Stored dataset items
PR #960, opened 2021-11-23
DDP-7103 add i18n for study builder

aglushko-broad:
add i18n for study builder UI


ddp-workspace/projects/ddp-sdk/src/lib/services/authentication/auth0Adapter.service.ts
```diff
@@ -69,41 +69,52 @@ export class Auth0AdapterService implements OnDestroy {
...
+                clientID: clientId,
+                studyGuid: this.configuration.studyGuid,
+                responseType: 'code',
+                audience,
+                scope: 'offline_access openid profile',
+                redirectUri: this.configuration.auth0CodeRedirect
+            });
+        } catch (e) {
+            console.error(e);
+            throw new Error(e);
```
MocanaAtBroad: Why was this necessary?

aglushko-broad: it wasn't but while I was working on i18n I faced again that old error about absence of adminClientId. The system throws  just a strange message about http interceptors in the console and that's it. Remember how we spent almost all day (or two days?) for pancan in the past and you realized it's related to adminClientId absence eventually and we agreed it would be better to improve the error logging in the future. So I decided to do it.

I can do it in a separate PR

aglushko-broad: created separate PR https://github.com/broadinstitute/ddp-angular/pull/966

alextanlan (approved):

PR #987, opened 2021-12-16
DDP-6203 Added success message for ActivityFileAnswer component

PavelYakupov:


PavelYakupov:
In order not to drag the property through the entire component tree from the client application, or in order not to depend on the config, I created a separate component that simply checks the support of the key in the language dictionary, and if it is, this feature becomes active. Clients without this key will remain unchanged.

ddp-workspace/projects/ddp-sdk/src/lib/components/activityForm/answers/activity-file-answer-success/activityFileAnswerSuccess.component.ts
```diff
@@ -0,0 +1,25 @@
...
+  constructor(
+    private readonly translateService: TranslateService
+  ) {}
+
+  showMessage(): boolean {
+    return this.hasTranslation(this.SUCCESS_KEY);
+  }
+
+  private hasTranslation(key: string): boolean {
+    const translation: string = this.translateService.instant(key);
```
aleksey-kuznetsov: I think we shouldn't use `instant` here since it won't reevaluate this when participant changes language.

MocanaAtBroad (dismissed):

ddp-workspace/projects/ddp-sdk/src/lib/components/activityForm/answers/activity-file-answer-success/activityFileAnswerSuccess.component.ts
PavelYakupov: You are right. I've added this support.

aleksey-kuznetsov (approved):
---
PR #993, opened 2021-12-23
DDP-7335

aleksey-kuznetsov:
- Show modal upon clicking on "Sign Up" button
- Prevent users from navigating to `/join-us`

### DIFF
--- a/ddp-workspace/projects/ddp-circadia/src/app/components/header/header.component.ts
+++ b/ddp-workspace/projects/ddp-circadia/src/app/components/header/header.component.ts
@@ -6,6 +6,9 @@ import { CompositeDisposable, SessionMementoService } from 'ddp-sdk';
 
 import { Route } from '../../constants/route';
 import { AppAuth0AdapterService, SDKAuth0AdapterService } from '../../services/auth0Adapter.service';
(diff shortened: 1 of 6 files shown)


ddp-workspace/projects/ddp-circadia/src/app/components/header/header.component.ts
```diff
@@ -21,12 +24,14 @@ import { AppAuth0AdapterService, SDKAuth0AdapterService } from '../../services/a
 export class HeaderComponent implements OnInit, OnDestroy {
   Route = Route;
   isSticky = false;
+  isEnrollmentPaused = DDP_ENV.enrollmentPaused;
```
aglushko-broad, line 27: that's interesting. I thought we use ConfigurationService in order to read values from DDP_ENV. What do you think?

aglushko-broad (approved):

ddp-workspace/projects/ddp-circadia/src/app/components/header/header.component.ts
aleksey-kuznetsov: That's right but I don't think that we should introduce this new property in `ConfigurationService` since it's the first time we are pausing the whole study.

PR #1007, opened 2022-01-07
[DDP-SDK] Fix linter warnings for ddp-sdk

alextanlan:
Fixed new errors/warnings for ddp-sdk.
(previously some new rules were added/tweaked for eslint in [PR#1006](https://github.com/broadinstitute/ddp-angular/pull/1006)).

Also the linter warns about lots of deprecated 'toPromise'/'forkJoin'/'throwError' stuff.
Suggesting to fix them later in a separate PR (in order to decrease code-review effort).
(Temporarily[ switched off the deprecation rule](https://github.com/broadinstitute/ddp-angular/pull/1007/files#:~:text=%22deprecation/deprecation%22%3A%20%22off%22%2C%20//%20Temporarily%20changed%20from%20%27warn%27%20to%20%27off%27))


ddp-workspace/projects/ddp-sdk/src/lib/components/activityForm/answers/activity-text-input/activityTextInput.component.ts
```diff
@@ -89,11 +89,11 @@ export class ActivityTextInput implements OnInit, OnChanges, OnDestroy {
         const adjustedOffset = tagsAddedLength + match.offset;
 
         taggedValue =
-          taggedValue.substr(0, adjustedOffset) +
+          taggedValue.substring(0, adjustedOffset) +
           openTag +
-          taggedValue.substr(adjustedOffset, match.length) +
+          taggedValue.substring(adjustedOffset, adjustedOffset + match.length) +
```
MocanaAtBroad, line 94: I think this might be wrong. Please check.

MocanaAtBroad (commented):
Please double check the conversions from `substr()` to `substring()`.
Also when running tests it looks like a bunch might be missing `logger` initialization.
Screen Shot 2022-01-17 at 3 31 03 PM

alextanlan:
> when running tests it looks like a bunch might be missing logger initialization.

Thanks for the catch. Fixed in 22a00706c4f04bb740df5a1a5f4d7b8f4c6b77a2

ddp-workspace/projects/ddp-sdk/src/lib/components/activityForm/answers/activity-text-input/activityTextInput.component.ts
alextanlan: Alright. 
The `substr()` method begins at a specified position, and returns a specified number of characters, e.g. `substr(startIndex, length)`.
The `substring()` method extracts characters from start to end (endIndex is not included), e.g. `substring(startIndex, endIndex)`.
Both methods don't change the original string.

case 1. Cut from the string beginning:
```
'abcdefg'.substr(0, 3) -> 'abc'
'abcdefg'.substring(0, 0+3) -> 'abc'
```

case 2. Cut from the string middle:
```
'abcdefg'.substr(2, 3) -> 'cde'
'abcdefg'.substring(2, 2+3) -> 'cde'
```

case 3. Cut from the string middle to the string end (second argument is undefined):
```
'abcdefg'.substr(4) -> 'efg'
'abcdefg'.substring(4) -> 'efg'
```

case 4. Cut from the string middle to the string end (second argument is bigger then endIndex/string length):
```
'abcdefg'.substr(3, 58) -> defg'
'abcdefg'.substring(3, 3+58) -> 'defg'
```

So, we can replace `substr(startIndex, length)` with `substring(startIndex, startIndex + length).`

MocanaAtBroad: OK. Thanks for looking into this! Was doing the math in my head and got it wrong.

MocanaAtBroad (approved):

• **WHAT THE TASK ASKS**
For the word "abcdefg", count the lines of the records that contain it and give only the number.

• **RESULT FOR THIS TASK**
8